● **Work task**
Look through the listing below, find every line with the string "conflicts", and copy it.

● **Supplied records**
PR #939, opened 2021-09-23
Provide UI choice if there are multiple autofix alternatives.

hzeller:
Most lint rules with autofix have exactly one choice of fixes,
but there are some that have 2 or even three alternatives.

Provide a way to choose if there are multiple options.
The short choices are then including the digits
'1', '2', etc. The default 'y' is equivalent to choosing
choice 1.

If there are multiple options, print all of these and
mark as "1. alternative", "2. alternative", etc.

Also while at it: improve interactive sessions by always
printing the available patch first (or patches, if there are
alternatives), as the user typically will not
choose blindly, so make the initial 'print' automatic.

### DIFF
--- a/verilog/analysis/verilog_linter.cc
+++ b/verilog/analysis/verilog_linter.cc
@@ -114,6 +114,18 @@ static void PrintFix(std::ostream& stream, absl::string_view text,
   verible::LineDiffsToUnifiedDiff(stream, diff, 1);
 }
 
+static void PrintFixAlternatives(std::ostream& stream, absl::string_view text,
+                                 const std::vector<verible::AutoFix>& fixes) {
+  const bool print_alternative_number = fixes.size() > 1;
+  for (size_t i = 0; i < fixes.size(); ++i) {
+    if (print_alternative_number) {
+      stream << "=== " << (i + 1)
+             << ". alternative =================================\n";
+    }
+    PrintFix(stream, text, fixes[i]);
+  }
+}
+
 void ViolationFixer::CommitFixes(absl::string_view source_content,
                                  absl::string_view source_path,
                                  const verible::AutoFix& fix) const {
@@ -162,14 +174,21 @@ void ViolationFixer::HandleViolation(
     return;
   }
 
+  static std::string_view previous_fix_conflict =
+      "The fix conflicts with "
+      "previously applied fixes, rejecting.\n";
+
   AnswerChoice answer;
-  for (;;) {
+  for (bool first_round = true; /**/; first_round = false) {
     if (ultimate_answer_ != AnswerChoice::kUnknown) {
       answer = ultimate_answer_;
     } else if (auto found = rule_answers_.find(rule_name);
                found != rule_answers_.end()) {
       answer = found->second;
     } else {
+      if (is_interactive_ && first_round) {  // Show the user what is available.
+        PrintFixAlternatives(*message_stream_, base, violation.autofixes);
+      }
       answer = answer_chooser_(violation, rule_name);
     }
 
@@ -180,13 +199,23 @@ void ViolationFixer::HandleViolation(
       case AnswerChoice::kApplyAllForRule:
         rule_answers_[rule_name] = AnswerChoice::kApply;
         [[fallthrough]];
-      case AnswerChoice::kApply:
-        // Apply first available fix
+      case AnswerChoice::kApply:  // Apply first available fix
         if (!fix->AddEdits(violation.autofixes[0].Edits())) {
-          VLOG(2) << "The fix conflicts with previously applied fixes, "
-                     "rejecting.";
-        } else {
-          (*message_stream_) << "(fixed)" << std::endl;
+          *message_stream_ << previous_fix_conflict;
+        }
+        break;
+
+      case AnswerChoice::kApplySecondAlternative:
+        if (violation.autofixes.size() > 1 &&
+            !fix->AddEdits(violation.autofixes[1].Edits())) {
+          *message_stream_ << previous_fix_conflict;
+        }
+        break;
+
+      case AnswerChoice::kApplyThirdAlternative:
+        if (violation.autofixes.size() > 2 &&
+            !fix->AddEdits(violation.autofixes[2].Edits())) {
+          *message_stream_ << previous_fix_conflict;
         }
         break;
 
@@ -200,8 +229,7 @@ void ViolationFixer::HandleViolation(
         return;
 
       case AnswerChoice::kPrintFix:
-        // Print first available fix
-        PrintFix(*message_stream_, base, violation.autofixes[0]);
+        PrintFixAlternatives(*message_stream_, base, violation.autofixes);
         continue;
       case AnswerChoice::kPrintAppliedFixes:
         PrintFix(*message_stream_, base, *fix);
@@ -218,7 +246,7 @@ void ViolationFixer::HandleViolation(
 ViolationFixer::AnswerChoice ViolationFixer::InteractiveAnswerChooser(
     const verible::LintViolation& violation, absl::string_view rule_name) {
   static absl::string_view help_message =
-      "y - apply fix\n"
+      "y - apply first fix [or type number of alternative e.g. '2']\n"
       "n - reject fix\n"
       "a - apply this and all remaining fixes for violations of this rule\n"
       "d - reject this and all remaining fixes for violations of this rule\n"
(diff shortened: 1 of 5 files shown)


verilog/analysis/verilog_linter.cc
```diff
@@ -228,19 +256,36 @@ ViolationFixer::AnswerChoice ViolationFixer::InteractiveAnswerChooser(
...
+
   for (;;) {
     const char c = verible::ReadCharFromUser(
         std::cin, std::cerr, verible::IsInteractiveTerminalSession(),
-        "Autofix is available. Apply? [y,n,a,d,A,D,p,P,?] ");
+        "Autofix is available. Apply? [" + alternative_list +
+            "y,n,a,d,A,D,p,P,?] ");
 
     switch (c) {
+      case '1':
```
fangism, line 273: I think it might be cleaner to handle numeric inputs in a separate construct, outside of (after) this case statement.  It feels awkward to have to enumerate and limit choices to 3 even if that is sufficient in practice.

fangism (changes requested):

verilog/analysis/verilog_linter.cc
hzeller: I wanted to avoid expanding the notion of [AnswerChoice](https://github.com/chipsalliance/verible/pull/939/files#diff-1a62db1c3e48ce6fae3dbe0110a88c70bdbb2cd3e5b71fdf4e4769a26b6440d5R174-R177) from an enum to something else though I could be convinced otherwise (but it would be overkill at this point).

I could imagine something like the following to return from this chooser
```
  struct Answer {
     AnswerChoice choice;
     int alternative = 0;
 }
```

It _could_ be useful for the 'apply all' situation to also convey the potential alternatives.

Then, when we have such a struct, it would also warrant making this switch/case more specific if it sees some digit.

hzeller: Alright, changed the Answer to be a more complex struct like suggested above to convey the alternative.

However, this switch/case didn't change much, as we still handl just single-character interactions (though added TODO to potentially reconsider that for an 'apply all always the second alternative' kind-of situations)

hzeller:
In a follow-up change I plan to make some basic highlighting of the session (not color of diff yet, but better visibility when going through the lint outputs). After this is submitted.

interactive-lint-apply

verilog/analysis/verilog_linter.cc
```diff
@@ -215,10 +234,10 @@ void ViolationFixer::HandleViolation(
   }
 }
 
-ViolationFixer::AnswerChoice ViolationFixer::InteractiveAnswerChooser(
+ViolationFixer::Answer ViolationFixer::InteractiveAnswerChooser(
     const verible::LintViolation& violation, absl::string_view rule_name) {
   static absl::string_view help_message =
-      "y - apply fix\n"
+      "y - apply first fix [or type number of alternative e.g. '2']\n"
```
fangism, line 240: maybe show help on a separate line:

`[2-9]` apply alternative fix

verilog/analysis/verilog_linter.cc
```diff
@@ -228,36 +247,54 @@ ViolationFixer::AnswerChoice ViolationFixer::InteractiveAnswerChooser(
       "P - show fixes applied in this file so far\n"
       "? - print this help and prompt again\n";
 
+  // If we have alternatives, show this in the short-menu.
+  std::string alternative_list;
+  if (size_t fix_count = violation.autofixes.size(); fix_count > 1) {
+    for (size_t i = 0; i < fix_count; ++i)
+      alternative_list += std::to_string(i + 1) + ",";
```
fangism, line 254: https://abseil.io/tips/3 -- maybe pass through StrCat, instead of operator+?

verilog/analysis/verilog_linter.cc
```diff
@@ -228,36 +247,54 @@ ViolationFixer::AnswerChoice ViolationFixer::InteractiveAnswerChooser(
...
+  }
+
   for (;;) {
     const char c = verible::ReadCharFromUser(
         std::cin, std::cerr, verible::IsInteractiveTerminalSession(),
-        "Autofix is available. Apply? [y,n,a,d,A,D,p,P,?] ");
+        "Autofix is available. Apply? [" + alternative_list +
+            "y,n,a,d,A,D,p,P,?] ");
```
fangism, line 261: maybe insert `1-9` among the choices?

verilog/tools/lint/lint_tool_test.sh
```diff
@@ -887,4 +887,60 @@ interactive_autofix_test "@^(y***D" \
...
 ################################################################################
 
+echo "=== Test --autofix=inplace-interactive: Choose alternative fix"
+
+# Choose alternatives with key '1' or '2'
+
+# Files with alternatives in autofixes
+ORIGINAL_ALT_AUTO_FIX="${TEST_TMPDIR}/orig-autofix-alternative.sv"
+>"${ORIGINAL_ALT_AUTO_FIX}"
+echo -en "module AlternativeAutoFix;\n" >>"${ORIGINAL_ALT_AUTO_FIX}"
```
fangism, line 897: For multi-line echo sequences, I recommend the here-doc form:

```
cat > OUTPUT <<EOF
...
EOF
```

verilog/tools/lint/lint_tool_test.sh
```diff
@@ -887,4 +887,60 @@ interactive_autofix_test "@^(y***D" \
...
+
+# Choosing first non-existing alternative, then an existing one.
+cp ${ORIGINAL_ALT_AUTO_FIX} ${TEST_FILE}
+"$lint_tool" --ruleset=none --rules="undersized-binary-literal=hex:true" \
+             --autofix=inplace-interactive \
+             "${TEST_FILE}" > /dev/null 2>&1 \
+             <<< "41"
+
+check_diff "${REFERENCE_ALT_AUTO_FIX_1}" "${TEST_FILE}" "${DIFF_FILE}" \
+    "First alternative not coosen."
```
fangism, line 932: chosen

verilog/tools/lint/lint_tool_test.sh
```diff
@@ -887,4 +887,60 @@ interactive_autofix_test "@^(y***D" \
...
+
+failure=0
+cp ${ORIGINAL_ALT_AUTO_FIX} ${TEST_FILE}
+"$lint_tool" --ruleset=none --rules="undersized-binary-literal=hex:true" \
+             --autofix=inplace-interactive \
+             "${TEST_FILE}" > /dev/null 2>&1 \
+             <<< "1"
+
+check_diff "${REFERENCE_ALT_AUTO_FIX_1}" "${TEST_FILE}" "${DIFF_FILE}" \
+    "First alternative not coosen."
```
fangism, line 921: chosen

verilog/tools/lint/lint_tool_test.sh
```diff
@@ -887,4 +887,60 @@ interactive_autofix_test "@^(y***D" \
...
+(( failure|="$?" ))
+
+cp ${ORIGINAL_ALT_AUTO_FIX} ${TEST_FILE}
+"$lint_tool" --ruleset=none --rules="undersized-binary-literal=hex:true" \
+             --autofix=inplace-interactive \
+             "${TEST_FILE}" > /dev/null 2>&1 \
+             <<< "2"
+check_diff "${REFERENCE_ALT_AUTO_FIX_2}" "${TEST_FILE}" "${DIFF_FILE}" \
+    "Second alternative not coosen."
```
fangism, line 941: chosen

fangism (approved):

verilog/analysis/verilog_linter.cc
hzeller: The available choices are in there. So if if there are two choices, it will `[1,2,y,n...]`

verilog/analysis/verilog_linter.cc
hzeller: Fixed, using `absl::StrAppend()`

verilog/tools/lint/lint_tool_test.sh
hzeller: Done (originally, I used the other way as it was commonly used in this file, mostly because the other examples were using various whitespace-relevant examples; but not needed in this case)

verilog/analysis/verilog_linter.cc
hzeller: Done. Help message will now be generated depending on if there is an alternate fix and only inlcude such line if it is.

hzeller:
FYI @mglb : added UI choice for autofix alternatives.

tgorochowik:
@wsipak is this something we need to take into account in the github action?

hzeller:
I imagine for the action we should probably emit the sequence of Autofixes including nested alternatives as JSON, so that they are easy to parse and process and be independent of a hard-to-manually-parse terminal session.

wsipak:
The syntax of JSON-based Reviewdog Diagnostic Format (RDFormat) can handle multiple suggestions, those are stored in a list, and this part of the syntax is described here:
https://github.com/reviewdog/reviewdog/blob/master/proto/rdf/reviewdog.proto#L60
So, having multiple suggestions won't collide with our present solution.
However, we'll need to make sure that the action doesn't run Verible interactively, as there will be no input from `stdin`.
I think that's all we need to consider about this topic.

mithro:
@hzeller - Outputting results in a format compatible with Reviewdog seems like a great idea.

● **Output of the exercise**
+      "The fix conflicts with "
-          VLOG(2) << "The fix conflicts with previously applied fixes, "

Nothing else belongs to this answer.